On April 5, 2016, Brad Bennett, FINRA's EVP, Enforcement, delivered a thoughtful, serious speech to the audience at the Securities Industry and Financial Markets Association (SIFMA) Anti-Money Laundering and Financial Crimes Conference. His speech focused on three topics of importance in this area.
The first was firm culture. Many of the problems FINRA sees "have their roots in firm culture and in the culture inherent in the business they choose to accept." While we are all aware of regulators' focus on a regulated entity's "culture of compliance," this was the first time I have seen a regulator be so direct in addressing the culture of the "business they [the regulated entities] choose to accept." This speaks directly to the major focus of the Financial Crimes Enforcement Network's (FinCEN's) most recent release (discussed in a different article) that requires financial market companies—including broker-dealers—to (1) know the beneficial owners of the businesses they accept as customers; (2) understand the nature and purpose of the customer (and develop a corresponding risk profile ); and (3) conduct ongoing monitoring of the customer's activities. (The FinCEN release is available at 81 Fed. Reg. 29398 (May 11, 2016).)
The second topic was assessing risk. Mr. Bennett approached this issue systemically and with a special focus on microcap securities. He focused not just on the importance of the practices and procedures a firm uses to monitor the activity in customers' accounts, but also on the systems used to test, calibrate, and tailor these techniques. FINRA is making it clear that a firm's cultural approach to its customers must be matched by monitoring systems capable of identifying improper activity by these customers. This is "risk-based" monitoring required in real time.

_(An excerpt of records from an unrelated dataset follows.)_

PR #64, opened 2022-10-10
[RB17P] Add support for Retevis RB17P radio's new features

kk7ds:
The latest RB17P firmware (v1.31) upgrades this model to 128 channels, customizable channels and adds support for channel names.

This patch adds support for these new features.

Fixes #10071

### DIFF
--- a/chirp/drivers/retevis_rb17p.py
+++ b/chirp/drivers/retevis_rb17p.py
@@ -45,7 +45,7 @@ struct {
        unknown4:1,
        bcl:2;
     u8 unknown6[2];
-} memory[30];
+} memory[128];
 #seekto 0x0810;
 struct {
     u8 unknown01:5,
@@ -67,7 +67,7 @@ struct {
        timeouttimer:2,
        unknown08:1;
     u8 alarmtype:1,
-       unknown09:3
+       voxdelay:3,
        voxlevel:4;
     u8 unknown10:2,
        backlight:2,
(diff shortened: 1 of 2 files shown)


chirp/drivers/retevis_rb17p.py
```diff
@@ -382,6 +353,12 @@ def get_memory(self, number):
             mem.duplex = int(_mem.rxfreq) > int(_mem.txfreq) and "-" or "+"
             mem.offset = abs(int(_mem.rxfreq) - int(_mem.txfreq)) * 10
 
+        for char in _nam.name:
```
goldstar611, line 356: Is `_nam.name` not guaranteed to be a string here?

It feels like it'd be more natural to write something like `mem.name = _nam.name.replace("\xFF", "").rstrip()`

kk7ds: No, it's a memobj of bitwise chars. You can str(_mem.name) here and the right thing will happen, but it's not a string itself. This pattern is typical for other drivers, for better or worse :)

That said, this is Jim's patch from the mailing list and I'm just proxying here...

goldstar611: Thanks for the explanation.

I'm probably showing my ignorance as I post comments here but I'm trying to learn the ins and outs as they show up  :)

kk7ds: No worries, glad someone's paying attention :)

PR #66, opened 2022-10-11
Make drivers python 3 friendly

sv1:
Make icx90 and radtel_t18 drivers python 3 friendly.


chirp/drivers/icx90.py
```diff
@@ -17,7 +17,7 @@
 
 import logging
 
-import icf
+from . import icf
```
kk7ds, line 20: I think this should be:

```
from chirp.drivers import icf
```

To be more consistent.

chirp/drivers/radtel_t18.py
```diff
@@ -376,7 +376,7 @@ def model_match(cls, data):
     """Match the opened/downloaded image to the correct version"""
 
     if len(data) == cls._memsize:
-        rid = data[0x03D0:0x03D8]
+        rid = data[0x03D0:0x03D8].decode('ascii', 'replace')
         return "P558" in rid
```
kk7ds, line 380: I think we should not decode to ascii here and instead check for ```b"P558" in rid``` right? We've done that everywhere else, AFAIK, why be different here?

chirp/drivers/vgc.py
```diff
@@ -345,7 +345,7 @@
                 chirp_common.PowerLevel("High", watts=50)]
 
 # B-TECH UV-50X3 id string
-UV50X3_id = "VGC6600MD"
+UV50X3_id = b"VGC6600MD"
```
kk7ds, line 348: I don't think this is right. If this radio doesn't use byte-native serial and mmap, then it should be using the string version when it inspects the stream, right?

chirp/drivers/vgc.py
```diff
@@ -549,7 +549,7 @@ def _upload(radio):
 
 def model_match(cls, data):
     """Match the opened/downloaded image to the correct version"""
-    rid = data[0x6140:0x6148]
+    rid = data[0x6140:0x6148].decode('ascii', 'replace')
```
kk7ds, line 552: I think the right way to do this is encode the model string, which we know will encode to UTF-8, instead of decode-and-discard unknown binary data. I'll push a change.

PR #72, opened 2022-10-19
More radios for python3

sv1:
This PR adds more radios available for testing in python 3 chirp.

Real radio testing is more than welcome.

Thanks!

### DIFF
--- a/chirp/drivers/kenwood_live.py
+++ b/chirp/drivers/kenwood_live.py
@@ -122,7 +122,12 @@ def get_id(ser):
             ser.baudrate = i
             ser.write(LAST_DELIMITER[0].encode())
             ser.read(25)
-            resp = command(ser, "ID")
+            try:
+                resp = command(ser, "ID")
+            except UnicodeDecodeError:
+                # If we got binary here, we are using the wrong rate
+                # or not talking to a kenwood live radio.
+                continue
 
             # most kenwood radios
             if " " in resp:
--- a/chirp/drivers/kenwood_live.py
+++ b/chirp/drivers/kenwood_live.py
@@ -65,13 +65,11 @@ LAST_DELIMITER = ("\r", " ")
 # fields, but others do.
 
 
-def command(ser, cmd, *args):
+def _command(ser, cmd, *args):
     """Send @cmd to radio via @ser"""
     global LOCK, LAST_DELIMITER, COMMAND_RESP_BUFSIZE
 
     start = time.time()
-
-    LOCK.acquire()
 
     # TODO: This global use of LAST_DELIMITER breaks reentrancy
     # and needs to be fixed.
@@ -95,9 +93,12 @@ def command(ser, cmd, *args):
     else:
         LOG.error("Giving up")
 
-    LOCK.release()
-
     return result.strip()
+
+
+def command(ser, cmd, *args):
+    with LOCK:
+        return _command(ser, cmd, *args)
 
 
 def get_id(ser):
--- a/tests/Python3_Driver_Testing.md
+++ b/tests/Python3_Driver_Testing.md
@@ -98,7 +98,7 @@
 | Kenwood_TH-D74_live_mode | [@kk7ds](https://github.com/kk7ds) | 20-Oct-2022 | Yes |
 | Kenwood_TH-D7G |  |  | Yes |
 | Kenwood_TH-F6 |  |  | Yes |
-| Kenwood_TH-F7 |  |  | Yes |
+| Kenwood_TH-F7 | [@sv1](https://github.com/sv1) | 19-Oct-2022 | Yes |
 | Kenwood_TH-G71 |  |  | Yes |
 | Kenwood_TH-K2 |  |  | Yes |
 | Kenwood_TK-2180 |  |  | Yes |
--- a/tests/Python3_Driver_Testing.md
+++ b/tests/Python3_Driver_Testing.md
@@ -156,6 +156,7 @@
 | Kenwood_TS-590SG_CloneMode |  |  |  |
 | Kenwood_TS-590S_CloneMode |  |  |  |
 | Kenwood_TS-590S_SG_LiveMode |  |  | Yes |
+| Kenwood_TS-850 |  |  | Yes |
 | LUITON_LT-316 |  |  |  |
 | LUITON_LT-588UV |  |  | Yes |
 | MTC_UV-5R-3 |  |  |  |
--- a/tests/Python3_Driver_Testing.md
+++ b/tests/Python3_Driver_Testing.md
@@ -153,6 +153,8 @@
 | Kenwood_TS-2000 |  |  | Yes |
 | Kenwood_TS-480_CloneMode |  |  |  |
 | Kenwood_TS-480_LiveMode |  |  | Yes |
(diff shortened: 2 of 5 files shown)


chirp/drivers/retevis_rt22.py
```diff
@@ -332,7 +332,7 @@ def model_match(cls, data):
 
     if len(data) == 0x0408:
         rid = data[0x0400:0x0408]
-        return rid.startswith(cls.MODEL)
+        return rid.startswith(cls._model)
```
kk7ds, line 335: Again, why duplicate that bytestring when you can easily do:

```
return rid.startswith(cls.MODEL.encode())
```
When we know the models are actual strings, a straight encode seems like the right thing to me. When they've got non-ASCII values in them, then it makes sense to have a different string, but I think in most cases you'll find they already do.

chirp/drivers/kenwood_live.py
```diff
@@ -84,7 +84,7 @@ def command(ser, cmd, *args):
 
     result = ""
     while not result.endswith(LAST_DELIMITER[0]):
-        result += ser.read(COMMAND_RESP_BUFSIZE).decode()
+        result += ser.read(COMMAND_RESP_BUFSIZE).decode('ascii', 'replace')
```
kk7ds, line 87: Why? The kenwood live protocol is entirely ASCII. I think anywhere you do this `decode('ascii', 'replace')` is just a hack to convert a bytestring into a unicode string, but with silent failures for unexpected values. It's much better to avoid this whenever possible.

tests/Python3_Driver_Testing.md
```diff
@@ -96,7 +96,7 @@
 | Kenwood_TH-D72_live_mode |  |  | Yes |
 | Kenwood_TH-D7G |  |  | Yes |
 | Kenwood_TH-F6 |  |  | Yes |
-| Kenwood_TH-F7 |  |  | Yes |
+| Kenwood_TH-F7 | [@sv1](https://github.com/sv1) | 19-Oct-2022 | Yes |
```
kk7ds, line 99: \o/

chirp/drivers/retevis_rt22.py
sv1: I did this because in PR #54 you said that static strings should be defined as byte strings to avoid the runtime overhead of encoding them.

chirp/drivers/kenwood_live.py
sv1: The decode() function by default is very strict. During probing the serial port for the correct speed some unknown character ends up in decode causing an UnicodeError. This stop the probing before reaching the correct radio speed.

Screenshot from 2022-07-04 23-46-08

``[2022-10-20 10:15:07,216] chirp.drivers.kenwood_live - INFO: Trying ID at baud 57600 with delimiter "('\r', ' ')"

[2022-10-20 10:15:07,327] chirp.drivers.kenwood_live - DEBUG: PC->RADIO: ID
[2022-10-20 10:15:07,828] chirp.drivers.kenwood_live - ERROR: Timeout waiting for data
[2022-10-20 10:15:07,828] chirp.drivers.kenwood_live - ERROR: Giving up
[2022-10-20 10:15:07,828] chirp.drivers.kenwood_live - INFO: Trying ID at baud 38400 with delimiter "('\r', ' ')"
[2022-10-20 10:15:07,939] chirp.drivers.kenwood_live - DEBUG: PC->RADIO: ID
[2022-10-20 10:15:08,440] chirp.drivers.kenwood_live - ERROR: Timeout waiting for data
[2022-10-20 10:15:08,440] chirp.drivers.kenwood_live - ERROR: Giving up
[2022-10-20 10:15:08,440] chirp.drivers.kenwood_live - INFO: Trying ID at baud 19200 with delimiter "('\r', ' ')"
[2022-10-20 10:15:08,551] chirp.drivers.kenwood_live - DEBUG: PC->RADIO: ID
``
I think that relaxing the decode() is ok since the protocol is ASCII as you said.

tests/Python3_Driver_Testing.md
sv1: For this to work, we need the decode() relaxing!

chirp/drivers/kenwood_live.py
kk7ds: Right, but this is exactly the point. The error indicates that we're getting something we don't expect. Making `command()` ignore all of these just means we won't be able to tell when something is going wrong, we'll just get mangled (or no) data back from the radio. If our cable is broken or noisy, blindly filtering out the non-ascii bits could cause us to do something bad to the radio, misinterpret a response, etc.

`command()` expects to converse with the radio, so it should not ignore those errors. However, the `get_id()` routine is probing for a radio, trying different rates, etc, so the situation is different. So here:

https://github.com/kk7ds/chirp/blob/py3/chirp/drivers/kenwood_live.py#L124

We're using `command()` but would not be surprised to get a protocol-violating error due to the fact that we don't know if we're speaking the correct baud rate. So you should `try..except UnicodeDecodeError` around the `command()` invocation and if we get one, don't even bother inspecting `resp` as you know it's not going to be what we want. That way, all the other users of `command()` will abort the conversation if we get unexpected non-ASCII bytes, which is what should happen.

chirp/drivers/retevis_rt22.py
kk7ds: That was different though. In that case we never needed to use the value as a string, and always needed it as `bytes`. Here, we've got a string that serves both purposes, so duplicating it is just risking one to get changed and not the other accidentally. The rule should be "if this was a string because py2 does not distinguish but is always used as bytes, then convert. If it's used in both forms, encode (or decode) as necessary to avoid the duplication/synchronization problem".

kk7ds: This is getting fixed in #75 anyway, since a recent change to master fixed the syntax error.

chirp/drivers/kenwood_live.py
```diff
@@ -121,13 +121,18 @@ def get_id(ser):
             ser.baudrate = i
             ser.write(LAST_DELIMITER[0].encode())
             ser.read(25)
-            resp = command(ser, "ID")
+            try:
+                resp = command(ser, "ID")
+            except UnicodeDecodeError:
+                LOG.info("Unknown utf-8 byte received at baud %i with \
+                        delimiter \"%s\"" % (i, repr(delimiter)))
```
kk7ds, line 128: This will just create noise in the logs for the common situation of talking to the radio at the wrong baud rate. I think we should just move on here. We return on success if L133 succeeds, but if not, we don't log "nope, wrong baud rate."

chirp/drivers/kenwood_live.py
```diff
@@ -121,13 +121,18 @@ def get_id(ser):
...
+                LOCK.release()
```
kk7ds, line 129: This is a bad idea, because it makes it easier for the lock to get out of sync. We should use a try..finally in command so that it is always dropped before we exit, even if we raise. This is a latent bug in the current implementation, which could be tickled if we hit other exceptions, so it's good that you highlighted it here.

kk7ds (commented):
This needs rebasing anyway, so I will do that, fix the lock thing, the log thing, squash the try..except patch and then push up the result.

The third topic focused on recent cases. In comparing two matters, one in which a compliance officer was charged and another where the AML officer was not, Mr. Bennett examined an important point—when does FINRA charge individuals? The answer was that FINRA looks at potential liability for "individuals in every case." The distinction between the two cases may be reduced to a single proposition: In the case where the AML officer was not charged, the officer did his or her job. The officer questioned the unlawful activity and the inadequate supervisory system that led to FINRA sanctioning the company, but not the compliance officer.
By mid-May, FINRA again demonstrated that it puts its "talk" into action. FINRA fined a major brokerage $17 million for "systemic anti-money laundering compliance failures." The company's now-former AML compliance officer was also fined $25,000 and suspended for three months.
This case is a direct application of Mr. Bennett's April 5 speech to a concrete set of facts. The brokerage, already sanctioned in 2012 for inadequate AML procedures, failed to update its compliance systems to match the company's growth. One result was that certain "red flags" went completely undetected or were inadequately investigated. Another consequence was that the firm failed to conduct required due diligence and periodic risk reviews of foreign financial institutions. Finally, FINRA concluded that the firm failed to establish an adequate, required, customer identification program.
In this case, the AML officer apparently did not carry out the officer's obligation to ensure that the firm's AML program was adequate, or that required reviews were conducted. In addition, the compliance officer did not question the inadequate compliance systems and activities, or raise these issues with the appropriate corporate officers.
There is a direct correlation between FINRA's annual regulatory priorities letters, as highlighted by Mr. Bennett's April 5 speech at the SIFMA Conference, and the following:
- There are a growing number of cases finding personal responsibility for AML compliance failures; and
- There is increased responsibility of FINRA-regulated entities to involve all aspects of their businesses in knowing their customers, monitoring ongoing business activity, and, in short, developing or improving their "culture of compliance."